■ WORK TASK
Would you print all of the entries word for word?

[Extracted records]
/---
PR #56, opened 2023-05-25
commit the stub to the repo

joelwurtz:
This is needed for people using this lib as a global composer install or not using the phar archive


.github/actions/tools/action.yaml
```diff
@@ -0,0 +1,19 @@
+name: 'Build the PHAR'
+description: 'Build the PHAR for the current commit'
```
\---
■ RESPONSE
PR #56, opened 2023-05-25
commit the stub to the repo

joelwurtz:
This is needed for people using this lib as a global composer install or not using the phar archive


.github/actions/tools/action.yaml
```diff
@@ -0,0 +1,19 @@
+name: 'Build the PHAR'
+description: 'Build the PHAR for the current commit'
```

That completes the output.